======== INPUT DATA ========

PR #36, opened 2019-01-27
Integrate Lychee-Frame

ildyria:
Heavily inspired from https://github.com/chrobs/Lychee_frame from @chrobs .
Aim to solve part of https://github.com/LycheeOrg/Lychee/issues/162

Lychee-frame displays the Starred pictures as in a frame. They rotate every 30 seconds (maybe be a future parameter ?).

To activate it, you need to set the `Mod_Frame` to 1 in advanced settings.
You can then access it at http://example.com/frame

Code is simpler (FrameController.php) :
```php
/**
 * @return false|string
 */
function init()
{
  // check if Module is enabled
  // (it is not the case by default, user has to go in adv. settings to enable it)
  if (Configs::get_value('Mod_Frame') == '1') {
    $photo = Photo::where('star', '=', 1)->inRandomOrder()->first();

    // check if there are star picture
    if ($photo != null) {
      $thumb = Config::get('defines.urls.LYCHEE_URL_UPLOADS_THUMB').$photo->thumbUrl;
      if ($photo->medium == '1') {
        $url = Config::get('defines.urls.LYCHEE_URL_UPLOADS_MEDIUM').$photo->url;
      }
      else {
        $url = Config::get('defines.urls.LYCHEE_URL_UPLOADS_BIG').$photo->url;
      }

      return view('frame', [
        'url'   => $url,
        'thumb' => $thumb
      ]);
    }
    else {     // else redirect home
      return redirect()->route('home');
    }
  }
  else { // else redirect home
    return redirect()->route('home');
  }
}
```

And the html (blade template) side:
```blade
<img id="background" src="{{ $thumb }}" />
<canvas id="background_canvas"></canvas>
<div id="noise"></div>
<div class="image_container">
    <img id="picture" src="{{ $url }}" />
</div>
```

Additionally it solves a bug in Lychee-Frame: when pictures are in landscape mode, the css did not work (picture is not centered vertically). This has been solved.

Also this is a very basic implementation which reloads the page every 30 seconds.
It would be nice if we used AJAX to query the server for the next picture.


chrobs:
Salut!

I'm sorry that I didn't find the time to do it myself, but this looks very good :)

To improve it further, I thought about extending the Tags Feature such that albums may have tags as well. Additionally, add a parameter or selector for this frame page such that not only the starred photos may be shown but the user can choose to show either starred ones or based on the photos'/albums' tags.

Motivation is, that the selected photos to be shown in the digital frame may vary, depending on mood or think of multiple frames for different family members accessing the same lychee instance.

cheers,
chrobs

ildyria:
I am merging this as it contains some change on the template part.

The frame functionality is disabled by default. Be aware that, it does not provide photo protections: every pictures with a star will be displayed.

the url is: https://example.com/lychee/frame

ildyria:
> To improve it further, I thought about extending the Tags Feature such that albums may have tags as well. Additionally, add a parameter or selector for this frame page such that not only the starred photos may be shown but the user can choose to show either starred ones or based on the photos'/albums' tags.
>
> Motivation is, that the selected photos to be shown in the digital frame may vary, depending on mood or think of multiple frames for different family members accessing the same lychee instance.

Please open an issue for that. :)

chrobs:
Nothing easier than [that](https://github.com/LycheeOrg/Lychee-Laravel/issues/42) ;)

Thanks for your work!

========

» **WORK TO COMPLETE**:
What you return should be exactly the lines above, starting at the one with "And the html" and ending at the one with "I'm sorry that", and nothing else.

» **WRITTEN SOLUTION**:
And the html (blade template) side:
```blade
<img id="background" src="{{ $thumb }}" />
<canvas id="background_canvas"></canvas>
<div id="noise"></div>
<div class="image_container">
    <img id="picture" src="{{ $url }}" />
</div>
```

Additionally it solves a bug in Lychee-Frame: when pictures are in landscape mode, the css did not work (picture is not centered vertically). This has been solved.

Also this is a very basic implementation which reloads the page every 30 seconds.
It would be nice if we used AJAX to query the server for the next picture.


chrobs:
Salut!

I'm sorry that I didn't find the time to do it myself, but this looks very good :)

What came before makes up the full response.